The Securities and Exchange Board of India (SEBI) released an amended set of guidelines on takeovers and equity.

What is the relaxation regarding fresh equity?

  • They sought to make it easier for entrepreneurs and promoters to raise fresh equity during 2020-21.
  • Promoters may acquire up to 10% of shareholding via the creeping acquisition route without triggering mandatory open offers under the Takeover Code.
  • [The previous threshold for this route was up to 5% of equity annually.
  • Beyond this, the process of a mandatory open offer was triggered.]
  • However, the new 10% limit doesn’t apply to secondary market operations.
  • The acquisition must occur through a preferential offer where the promoter group issues new shares to itself.
  • This relaxation will be in force only until March 31, 2021.

What is the relaxation regarding voluntary open offers?

  • SEBI has also relaxed the provisions for voluntary open offers.
  • Earlier, a shareholder having 25% or more of shares, or voting rights, was permitted to make a voluntary open offer.
  • But this was pemitted only if he had not acquired any shares via the creeping acquisition route in the preceding 52 weeks.
  • That condition has now been relaxed till March 31, 2021.
  • This would enable promoters to use the creeping acquisition route and also make an open offer if they so choose.
  • However, the overall limit of 75% shareholding for a listed company remains.
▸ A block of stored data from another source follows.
PR #262, opened 2023-01-20
Update metric name and certificate removal logic

markdboyd:

- Update metric name for duplicate certs to `service_instance_duplicate_cert_count` to clarify that it is a count of duplicate certificates for a service, not all certificates for a service. There should be a total of `service_instance_duplicate_cert_count` + 1 (current certificate) certificates for a service
- Update logic for removing certificates from load balancer listeners to wait for the certificate to no longer be listed in the certificates for that listener. This fixes a bug I observed in the removal where attempting to delete the certificate itself immediately after removing it from the listener failed because the removal from the listener hadn't fully propagated through AWS

## Security considerations

None

### DIFF
--- a/broker/duplicate_certs.py
+++ b/broker/duplicate_certs.py
@@ -64,15 +64,20 @@ def get_listener_cert_arns(listener_arn, alb=alb):
     listener_cert_arns = [cert["CertificateArn"] for cert in response["Certificates"]]
     return listener_cert_arns
 
-def remove_certificate_from_listener_and_wait_for_deletion(listener_arn, certificate_arn):
+def remove_certificate_from_listener_and_verify_removal(listener_arn, certificate_arn, alb=alb):
     alb.remove_listener_certificates(
         ListenerArn=listener_arn,
         Certificates=[{"CertificateArn": certificate_arn}]
     )
+    attempts = 0
     while True:
-        listener_cert_arns = get_listener_cert_arns(listener_arn)
+        if (attempts == 10):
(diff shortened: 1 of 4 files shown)


broker/duplicate_certs.py
```diff
@@ -57,16 +57,35 @@ def delete_iam_server_certificate(certificate_name):
...
+    attempts = 0
+    while True:
+        if (attempts == 10):
+            logger.info(f"Could not verify certificate {certificate_arn} was removed from listener {listener_arn} after 10 tries, giving up")
+            break
+        listener_cert_arns = get_listener_cert_arns(listener_arn, alb=alb)
+        if certificate_arn not in listener_cert_arns:
+            break
+        attempts += 1
+    logger.info(f"Removed certificate {certificate_arn} from listener {listener_arn}")
```
jameshochadel, line 81: If I may suggest a simplification:

```suggestion
    for _ in range(10):
        listener_cert_arns = get_listener_cert_arns(listener_arn, alb=alb)
        if certificate_arn not in listener_cert_arns:
            logger.info(f"Removed certificate {certificate_arn} from listener {listener_arn}")
            return
    logger.info(f"Could not verify certificate {certificate_arn} was removed from listener {listener_arn} after 10 tries, giving up")
```

Also, did you consider using a different log level for the failure case? Not sure if it provides any value, but thought I'd ask.

jameshochadel (commented):
One small suggestion, otherwise LGTM.

jameshochadel (dismissed):

jameshochadel (approved):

What is the relaxation regarding QIP funding

 

  • Another relaxation pertains to the interval between accessing qualified institutional placement (QIP) funding for a listed company.
  • Compared with an initial public offer, raising money from QIPs is a relatively easy process in terms of compliance.
  • However, prior to this, follow-on public offers (FPOs) made to institutional investors had to be staggered at an interval of at least 6 months.
  • That period has now been reduced to 2 weeks, again only with respect to the 2020-21 fiscal year.

What is the conclusion?

  • These measures would offer some comfort to cash-strapped companies struggling to fund operations during these difficult times.
  • These relaxations remove the need to take on more debt, which is difficult due to the enormous amount of government borrowing and is crowding out private players from the bond market.
  • Companies can now access funding via the equity route.
  • They can tap into both promoter funding and QIP funding using the FPO route.
  • Since stock-market valuations are down due to the pandemic and lockdown, committed promoters see this as a good time to increase their shareholding.
  • One can make a case that SEBI could have been even more liberal with the annual thresholds while keeping the 75% limit unchanged.
  • As of now, with both consumption and demand trending low, most companies may not see a great need to raise long-term capital.
  • However, as and when activity picks up, these relaxations will make it easier for companies to access capital.
  • India could see a spate of follow-on and preferential offers in the second half of the fiscal year if the economy does rebound.